WHAT TO WORK ON -
Each record must reappear in the answer exactly as it is written.

[Records from a collection]
PR #2169, opened 2025-03-31
Add missing rpm scriptlet types: sysusers and pre/postuntrans

pmatilai:
These scriptlet types were added in rpm 4.19 and lack of them causes "Running unknown scriptlet" messages, which some find a bit unnerving. With this patch, the output becomes something like

   >>> Running sysusers scriptlet: dbus-common-1:1.14.10-4.fc41.noarch
   >>> Finished sysusers scriptlet: dbus-common-1:1.14.10-4.fc41.noarch


keszybz (approved):
LGTM.

Conan-Kudo (changes requested):
This is effectively an API break. Are we okay with this?

decathorpe:
> This is effectively an API break. Are we okay with this?

Would it still be an API break if the enum variants were added at the end?
(That is assuming C++ enum classes work the same way as C enums, and I know nothing about C++ :))

Conan-Kudo:
They do work the same way, but if we don't care that this is a breakage, we can land it.

Conan-Kudo:
(Notably, if this isn't actually part of the public library headers, then it's fine to land.)

keszybz:
Hmm, so those headers are distributes in `libdnf5-devel`. So it looks like the new entries may need to be moved to the end of the enum.

pmatilai:
Oh. I pondered the enum placement from a "logical" standpoint only, and negletted to consider the ABI implications (note ABI, not API). But indeed, these need to be added to the end. I'll push an update shortly.

pmatilai:
Uh, so pre-commit is wanting to add an extra space before the comment to *all* the items in the enum. Touching unrelated lines is a DONT in where I come from :smile: but I guess the expectation here is just do what clang-format says and don't argue?

Conan-Kudo:
> Uh, so pre-commit is wanting to add an extra space before the comment to _all_ the items in the enum. Touching unrelated lines is a DONT in where I come from 😄 but I guess the expectation here is just do what clang-format says and don't argue?

Do it in a separate commit and it's fine.

jan-kolarik:
> Uh, so pre-commit is wanting to add an extra space before the comment to _all_ the items in the enum. Touching unrelated lines is a DONT in where I come from 😄 but I guess the expectation here is just do what clang-format says and don't argue?

It's probably due to the additional comma at `TRIGGER_POST_UNINSTALL,`.

pmatilai:
> It's probably due to the additional comma at TRIGGER_POST_UNINSTALL,.

Yup - for reasons like this I prefer having the trailing comma always there so you don't need to touch unrelated lines when adding more items :sweat_smile: 

What should I do with this? Extra commit with just the whitespace changes?

jan-kolarik:
> > It's probably due to the additional comma at TRIGGER_POST_UNINSTALL,.
> 
> Yup - for reasons like this I prefer having the trailing comma always there so you don't need to touch unrelated lines when adding more items 😅
> 
> What should I do with this? Extra commit with just the whitespace changes?

I would edit the original commit and force push it here.

pmatilai:
> I would edit the original commit and force push it here.

There you go. All those unrelated lines changed makes me hurt a little but if that's the standard then so be it :smile:

jan-kolarik:
> (To be honest, I think we should allow trailing commas, because then it makes the diff less bad)

They're allowed, see https://github.com/rpm-software-management/dnf5/blob/5.2.12.0/include/libdnf5/base/goal_elements.hpp#L91.

jan-kolarik (approved):
Thank you Panu for handling this!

WRITTEN ANSWER -
PR #2169, opened 2025-03-31
Add missing rpm scriptlet types: sysusers and pre/postuntrans

pmatilai:
These scriptlet types were added in rpm 4.19 and lack of them causes "Running unknown scriptlet" messages, which some find a bit unnerving. With this patch, the output becomes something like

   >>> Running sysusers scriptlet: dbus-common-1:1.14.10-4.fc41.noarch
   >>> Finished sysusers scriptlet: dbus-common-1:1.14.10-4.fc41.noarch


keszybz (approved):
LGTM.

Conan-Kudo (changes requested):
This is effectively an API break. Are we okay with this?

decathorpe:
> This is effectively an API break. Are we okay with this?

Would it still be an API break if the enum variants were added at the end?
(That is assuming C++ enum classes work the same way as C enums, and I know nothing about C++ :))

Conan-Kudo:
They do work the same way, but if we don't care that this is a breakage, we can land it.

Conan-Kudo:
(Notably, if this isn't actually part of the public library headers, then it's fine to land.)

keszybz:
Hmm, so those headers are distributes in `libdnf5-devel`. So it looks like the new entries may need to be moved to the end of the enum.

pmatilai:
Oh. I pondered the enum placement from a "logical" standpoint only, and negletted to consider the ABI implications (note ABI, not API). But indeed, these need to be added to the end. I'll push an update shortly.

pmatilai:
Uh, so pre-commit is wanting to add an extra space before the comment to *all* the items in the enum. Touching unrelated lines is a DONT in where I come from :smile: but I guess the expectation here is just do what clang-format says and don't argue?

Conan-Kudo:
> Uh, so pre-commit is wanting to add an extra space before the comment to _all_ the items in the enum. Touching unrelated lines is a DONT in where I come from 😄 but I guess the expectation here is just do what clang-format says and don't argue?

Do it in a separate commit and it's fine.

jan-kolarik:
> Uh, so pre-commit is wanting to add an extra space before the comment to _all_ the items in the enum. Touching unrelated lines is a DONT in where I come from 😄 but I guess the expectation here is just do what clang-format says and don't argue?

It's probably due to the additional comma at `TRIGGER_POST_UNINSTALL,`.

pmatilai:
> It's probably due to the additional comma at TRIGGER_POST_UNINSTALL,.

Yup - for reasons like this I prefer having the trailing comma always there so you don't need to touch unrelated lines when adding more items :sweat_smile: 

What should I do with this? Extra commit with just the whitespace changes?

jan-kolarik:
> > It's probably due to the additional comma at TRIGGER_POST_UNINSTALL,.
> 
> Yup - for reasons like this I prefer having the trailing comma always there so you don't need to touch unrelated lines when adding more items 😅
> 
> What should I do with this? Extra commit with just the whitespace changes?

I would edit the original commit and force push it here.

pmatilai:
> I would edit the original commit and force push it here.

There you go. All those unrelated lines changed makes me hurt a little but if that's the standard then so be it :smile:

jan-kolarik:
> (To be honest, I think we should allow trailing commas, because then it makes the diff less bad)

They're allowed, see https://github.com/rpm-software-management/dnf5/blob/5.2.12.0/include/libdnf5/base/goal_elements.hpp#L91.

jan-kolarik (approved):
Thank you Panu for handling this!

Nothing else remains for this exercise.